Hashtable config = new Hashtable();
config.Add("StrictHostKeyChecking", "no");
session.setConfig(config);
 
Log(String.Format("Connecting to {0}@{1}...", User, Host));
session.connect();

Now, this does work but causes a security issue. Do we want to blindly connect to hosts we can’t verify the identity of? What if we suddenly become the target of some clever man-in-the-middle attack? You can’t even turn the equivalent option off in PuTTY, and Simon Tatham goes as far to say that this is the point of using SSH instead of Telnet.

The solution to this is to store you host’s fingerprints in a known_hosts file. For the OpenSSH implementations, you can find this file in your home directory.
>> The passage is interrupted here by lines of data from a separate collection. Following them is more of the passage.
PR #714, opened 2021-03-17
Fluids & Solids | add/modify cl options for viz output folder

LeilaGhaffari:


examples/fluids/navierstokes.c
```diff
@@ -1149,7 +1149,7 @@ int main(int argc, char **argv) {
     CHKERRQ(ierr);
   }
   ierr = PetscStrncpy(user->outputfolder, ".", 2); CHKERRQ(ierr);
```
LeilaGhaffari, line 1151: What is this line for? I can't understand the purpose here!

jedbrown: It's setting the default output to the current directory. A file name formatted with `"%s/%s.vtu"` thus becomes `./*.vtu` instead of `some-dir/*.vtu`.

An alternative would be to initialize it blank and ensure that if a directory is specified, it ends with `/`. Then format with `"%s%s.vtu"` and you'll get functionally the same behavior with `*.vtu` and `some-dir/*.vtu`.

examples/fluids/navierstokes.c
```diff
@@ -1149,7 +1149,7 @@ int main(int argc, char **argv) {
...
-  ierr = PetscOptionsString("-of", "Output folder",
+  ierr = PetscOptionsString("-output_dir", "Output folder",
```
jedbrown, line 1152:
```suggestion
  ierr = PetscOptionsString("-output_dir", "Output directory",
```

examples/solids/src/cloptions.c
```diff
@@ -38,6 +38,10 @@ PetscErrorCode ProcessCommandLineOptions(MPI_Comm comm, AppCtx appCtx) {
                             sizeof(appCtx->ceedResource), &ceedFlag);
   CHKERRQ(ierr);
 
+  ierr = PetscOptionsString("-output_dir", "Output folder",
```
jedbrown, line 41:
```suggestion
  ierr = PetscOptionsString("-output_dir", "Output directory",
```

examples/fluids/navierstokes.c
LeilaGhaffari: Ah, it makes sense! Thanks. What we have right now looks good. I added the same line to the solids example as well.

LeilaGhaffari:
Thanks, @jedbrown for the suggestions. Have I addressed all of them? I kept push forcing and I am not sure if I noticed everything.

examples/solids/elasticity.h
```diff
@@ -108,6 +108,7 @@ typedef struct AppCtx_private *AppCtx;
 struct AppCtx_private {
   char          ceedResource[PETSC_MAX_PATH_LEN];     // libCEED backend
   char          meshFile[PETSC_MAX_PATH_LEN];         // exodusII mesh file
+  char          outputfolder[PETSC_MAX_PATH_LEN];
```
valeriabarra, line 111: Thanks Leila. 
Just for consistency, you could rename this variable `outputdir` or `outputdirectory` now, but it's really up to you

jeremylt (approved):
LGTM

jeremylt:
Yeah, squash+merge makes sense to me here. Sometimes with bigger PRs I will try to manually squash into a couple of commits that represent distinct changes, but for smaller ones I tend to squash it all together in the merge.

jedbrown (approved):

PR #715, opened 2021-03-19
Rey/kershaw

reykoki:


examples/petsc/multigrid.c
```diff
@@ -148,6 +173,44 @@ int main(int argc, char **argv) {
       dmorig = dmDist;
     }
   }
+  {
```
jeremylt, line 176: Should this be activated via a command line option?

examples/petsc/multigrid.c
```diff
@@ -578,7 +641,7 @@ int main(int argc, char **argv) {
 
     ierr = PetscViewerCreate(comm, &vtkviewersoln); CHKERRQ(ierr);
     ierr = PetscViewerSetType(vtkviewersoln, PETSCVIEWERVTK); CHKERRQ(ierr);
-    ierr = PetscViewerFileSetName(vtkviewersoln, "solution.vtk"); CHKERRQ(ierr);
+    ierr = PetscViewerFileSetName(vtkviewersoln, "solution.vtu"); CHKERRQ(ierr);
```
jeremylt, line 644: Should we go ahead and do this in every PETSc example?

jedbrown: Yeah, we never should have written `.vtk` (a slow and limited format what was deprecated almost 20 years ago).

examples/petsc/multigrid.c
jedbrown: The transform with `eps = 1` is the identity so it seems not worth deciding whether to apply. The default makes no transforamtion.

examples/petsc/multigrid.c
```diff
@@ -148,6 +173,44 @@ int main(int argc, char **argv) {
...
+        case 3:
+          c[i+1] = step(right(eps, y), left(eps, y), (1+lambda)/2);
+          c[i+2] = step(right(eps, z), left(eps, z), (1+lambda)/2);
+          break;
+        default:
+          c[i+1] = right(eps, y);
+          c[i+2] = right(eps, z);
+      }
+    }
+  }
```
jedbrown, line 213: Could you please move this into a function up above rather than this block of code. (`main` is already really long and I don't think the implementation of this transform is essential to the narrative.)

jedbrown (commented):
This looks good. The style check can be fixed by running `make style` locally (which will do what the diff shows if you click through).

examples/petsc/multigrid.c
jeremylt: good point

jedbrown (approved):
@reykoki I adjusted error handling and used `make style`. You can take a look at my last commit. I think it's ready to merge.

PR #721, opened 2021-03-31
mailmap - update jeremy's email

jeremylt:
I actually rolled over to a new email address (I think I edited this thing correctly)


jedbrown:
Got the own-domain swagger! :rocket:

PR #722, opened 2021-03-31
Disable autodetection of HIP and CUDA

jedbrown:
Some machines, especially HPC machines with shared filesystems (e.g., at
LLNL) have CUDA and/or HIP compilation stacks despite no such devices.
Autodetection produces confusing errors in such environments, so we
disable them and require explicitly setting CUDA_DIR and/or HIP_DIR to
locate them (picked up automatically from the environment if present).
Document this behavior.

Reported-by: Natalie Beams <nbeams@icl.utk.edu>

### DIFF
--- a/Makefile
+++ b/Makefile
@@ -71,11 +71,13 @@ OCCA_DIR ?= ../occa
 
 # env variable MAGMA_DIR can be used too
 MAGMA_DIR ?= ../magma
-# If CUDA_DIR is not set, check for nvcc, or resort to /usr/local/cuda
-CUDA_DIR  ?= $(or $(patsubst %/,%,$(dir $(patsubst %/,%,$(dir \
-               $(shell which nvcc 2> /dev/null))))),/usr/local/cuda)
+
+# Often /opt/cuda or /usr/local/cuda, but sometimes present on machines that don't support HIP
+CUDA_DIR  ?=
 CUDA_ARCH ?= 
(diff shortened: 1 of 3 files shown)


YohannDudouit:
What's the logic for doing this for CUDA? I think the solution is worst than the problem...

jeremylt:
I'm not sure I'd say it is worse. You can set your config to use the correct CUDA_DIR once and then everything works identically

Makefile
```diff
@@ -71,11 +71,13 @@ OCCA_DIR ?= ../occa
 
 # env variable MAGMA_DIR can be used too
 MAGMA_DIR ?= ../magma
-# If CUDA_DIR is not set, check for nvcc, or resort to /usr/local/cuda
-CUDA_DIR  ?= $(or $(patsubst %/,%,$(dir $(patsubst %/,%,$(dir \
-               $(shell which nvcc 2> /dev/null))))),/usr/local/cuda)
+
+# Often /opt/cuda or /usr/local/cuda, but sometimes present on machines that don't support HIP
```
YohannDudouit, line 75: HIP -> CUDA?

jedbrown: Fixed, thanks.

As for the solution, this isn't the first time it came up, and I think some symmetry between CUDA and HIP autodetection is desirable. We could try `CUDA_HOME` and `CUDA_PATH` as alternatives for autodetection.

If you are using PuTTY or WinSCP, you’ll need to connect from a machine that has one of OpenSSH derived implementations as there doesn’t seem to be a way of converting PuTTY’s known host fingerprints to a known_hosts file*. Once you’ve got the file, remove the keys you don’t need and you can reference it in your application like this:

// Connect to the server
JSch jsch = new JSch();
Session session = jsch.getSession(User, Host, Port);
// other session init stuff
 
StreamReader kr = new StreamReader(File.Open(@".\known_hosts", FileMode.OpenOrCreate));
jsch.setKnownHosts(kr);

This approach, combined with other tactics such as use of public keys for authentication and tight firewall rules, should make it as hard as possible for attackers to intercept the data that is being transferred.


*PuTTY and WinSCP use their own formats, whereas Jsch and SharpSSH both use the OpenSSH format. It is possible to covert public and private keys via PuTTYGen but I can’t work out how to do the same with the known hosts. There is a Python script to convert from a known_hosts file to a PuTTY-compatible registry key however so the conversion has to be possible in reverse.